Besucherbergwerk Markus Röhling Stolln
Der Markus Röhling Stolln bei Annaberg-Buchholz gehört zu den eindrucksvolleren Zeugnissen sächsischer Industriekultur im Erzgebirge. Der Besuch beginnt mit einer Fahrt von rund 600 Metern mit der Grubenbahn, die tief in den Berg hineinführt, bevor der Rundgang zu Fuß weitergeht. Die Anlage entstand im 16. Jahrhundert als St.-Anna-Stolln und diente zunächst der Wasserlösung, also der Entwässerung höher gelegener Gruben. 1727 wurde sie nach dem Bergamtsverwalter Markus Röhling umbenannt. Die Hauptförderzeit lag zwischen 1733 und 1857, besonders ergiebig waren die Jahre 1733 bis 1770 und 1820 bis 1833, in denen große Mengen Silber- und Kobalterz gewonnen wurden. 1946 suchte die SAG Wismut im Erzgebirge nach Uran und stieß dabei auf die historischen Baue. Eindrucksvollstes Einzelstück unter Tage ist ein rekonstruiertes Wasserrad von neun Metern Durchmesser, mit dem das Grubenwasser aus tieferen Sohlen gehoben wurde.
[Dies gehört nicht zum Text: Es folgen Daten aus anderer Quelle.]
PR #8903, opened 2018-07-08
Stop units after prepare

ExternalReality:
After the `pre-series-upgrade` hook has completed successfully, the `uniter` will stop the processing of any further operations.

### DIFF
--- a/worker/uniter/resolver.go
+++ b/worker/uniter/resolver.go
@@ -52,10 +52,9 @@ func (s *uniterResolver) NextOp(
 		return nil, resolver.ErrTerminate
 	}
 
-	// The if the unit has completed its pre-series-upgrade hook (as noted
-	// by its completed state) then the uniter should idle in the face of
-	// all remote state changes. The unit is waiting to be shutdown by the
-	// machine in preparation for a series upgrade.
+	// If the unit has completed a pre-series-upgrade hook (as noted
+	// by its state) then the uniter should idle in the face of
+	// all remote state changes - the unit is waiting to be shutdown.
 	if localState.UpgradeSeriesStatus == model.UnitCompleted && remoteState.UpgradeSeriesStatus == model.UnitCompleted {
 		return nil, resolver.ErrNoOperation
 	}
--- a/worker/uniter/resolver.go
+++ b/worker/uniter/resolver.go
@@ -52,6 +52,14 @@ func (s *uniterResolver) NextOp(
 		return nil, resolver.ErrTerminate
 	}
 
+	// The if the unit has completed its pre-series-upgrade hook (as noted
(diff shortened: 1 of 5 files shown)


ExternalReality:
[stop unit agents at end of prepare command (once all prepare hooks complete successfully)](https://trello.com/c/QFjQQz9f/343-stop-unit-agents-at-end-of-prepare-command-once-all-prepare-hooks-complete-successfully)

worker/uniter/resolver.go
```diff
@@ -52,6 +52,13 @@ func (s *uniterResolver) NextOp(
 		return nil, resolver.ErrTerminate
 	}
 
+	// If the unit has completed a pre-series-upgrade hook (as noted
+	// by its state) then the uniter should idle in the face of
+	// all remote state changes - the unit is waiting to be shutdown.
+	if localState.UpgradeSeriesStatus == model.UnitCompleted && remoteState.UpgradeSeriesStatus == model.UnitCompleted {
```
ExternalReality: When the resolver loop hits this state, it should only return an `ErrNoOperation`. This should cause the Uniter to idle until the next state change. At this point, the uniter is essentially waiting to be shut down. Which is why the only state change it accepts is that which results in `ErrTerminate`.

worker/uniter/resolver/mock_test.go
```diff
@@ -86,7 +86,15 @@ func (e *mockOpExecutor) Run(op operation.Operation) error {
 
 type mockOp struct {
 	operation.Operation
-	commit func(operation.State) (*operation.State, error)
+	commit  func(operation.State) (*operation.State, error)
```
ExternalReality: This mock is cool, GoMock would certainly help here. We are mocking out the run of the operation. We are only interesting the the side effects of its wrappers (e.g. onCommit, onPrepare) which sync the local and remote state (among other things). Indeed most of these test simply test that the states is being synced correctly.

worker/uniter/resolver/opfactory.go
```diff
@@ -119,9 +119,16 @@ func (s *resolverOpFactory) wrapUpgradeOp(op operation.Operation, charmURL *char
 func (s *resolverOpFactory) wrapHookOp(op operation.Operation, info hook.Info) operation.Operation {
 	switch info.Kind {
 	case hooks.PreSeriesUpgrade:
```
ExternalReality: The on prepare wrapper and on commit wrappers sync the remote and local state. The actual execution of this hook sets the remote state. Which is why the two wrappers are free to set statuses against remote state without waiting for the `RemoteStateWatcher`.

ExternalReality:
$$MERGE$$

PR #8906, opened 2018-07-09
LXD: Validate the host and port of endpoint

SimonRichardson:
## Description of change

The following commit ensures that we have a port for the lxd endpoint.
That way we help people coming to use the lxd-remote flow, will get
a better experience.

## QA steps

Bootstrap a remote host, this should add the default port 8443 if it's not supplied.

## Documentation changes

Users using the CLI should be able to add a URL without the port and it should use the default port to make the user experience of using lxd remoting easier.

## Bug reference

N/A

### DIFF
--- a/container/lxd/connection.go
+++ b/container/lxd/connection.go
@@ -118,7 +118,13 @@ func ConnectLocal() (lxd.ContainerServer, error) {
 
 // ConnectRemote connects to LXD on a remote socket.
 func ConnectRemote(spec ServerSpec) (lxd.ContainerServer, error) {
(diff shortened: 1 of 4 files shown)


SimonRichardson:
https://trello.com/c/g3MFaUmU/345-lxd-ux-ui-ensure-that-there-is-a-default-port-on-the-host

SimonRichardson:
!!build!!

pmatulis:
@SimonRichardson For documentation purposes, I'm going to need more background and specifics. What is this really about in layman's terms?

PR #8907, opened 2018-07-09
WIP: LXD Autodetect clouds

SimonRichardson:
## Description of change

The following autodetects LXD clouds from the users local
clouds.yaml

It always puts the localhost yaml at zero index and there is no
sorting or filtering to prevent duplication.

## QA steps

**To follow, working on manual testing this.**

## Documentation changes

The following changes will read the local clouds.yaml to help detect 
remote lxd clouds. 

## Bug reference

N/A


SimonRichardson:
This isn't required as there is no scenario from the juju CLI you could get too, without changing the yaml files beneath it.

PR #8908, opened 2018-07-10
Add support for caas charms specifying docker command args

wallyworld:
## Description of change

Some k8s charms need to be able to specify the command args for the docker image instead of relying on the default entry point. The pod spec sent by the charm now supports that.
As a driveby, remove old ensure/delete unit code no longer used.

## QA steps

bootstrap a k8s model
deploy a caas charm which specifies command, args, and/or working dir

### DIFF
--- a/caas/kubernetes/provider/k8s.go
+++ b/caas/kubernetes/provider/k8s.go
@@ -933,7 +933,7 @@ func (k *kubernetesClient) Units(appName string) ([]caas.Unit, error) {
 			unitInfo.FilesystemInfo = append(unitInfo.FilesystemInfo, caas.FilesystemInfo{
 				StorageName:  storageName,
 				Size:         uint64(vol.PersistentVolumeClaim.Size()),
-				FilesystemId: string(pvc.UID),
+				FilesystemId: pvc.Name,
 				MountPoint:   volMount.MountPath,
 				ReadOnly:     volMount.ReadOnly,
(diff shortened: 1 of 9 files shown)


caas/kubernetes/provider/k8s.go
```diff
@@ -933,7 +933,7 @@ func (k *kubernetesClient) Units(appName string) ([]caas.Unit, error) {
 			unitInfo.FilesystemInfo = append(unitInfo.FilesystemInfo, caas.FilesystemInfo{
 				StorageName:  storageName,
 				Size:         uint64(vol.PersistentVolumeClaim.Size()),
-				FilesystemId: string(pvc.UID),
+				FilesystemId: pvc.Name,
```
ycliuhw: not sure if the change from `UID` to `Name` impacts other places that use `FilesystemId` or not?

wallyworld: This was a driveby to improve the id displayed to the user - it's informational only.

ycliuhw: ic. yes, Name makes more sense for human.

wallyworld:
$$merge$$

wallyworld:
$$merge$$

wallyworld:
$$merge$$

wallyworld:
$$merge$$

Seit 1992 sind Teile der Grube für Besucher zugänglich. Während der Corona-Zeit entstand in zwanzig Monaten für 1,5 Millionen Euro ein neuer Rundweg, sodass Führungen den Weg nicht mehr zurücklaufen müssen. Kinder bekommen einen Glücksstein; zu Ostern und Weihnachten gibt es eigene Veranstaltungen mit dem Berggeist.
Öffnungszeiten und Eintrittspreise ändern sich saisonal und stehen deshalb nicht in diesem Text.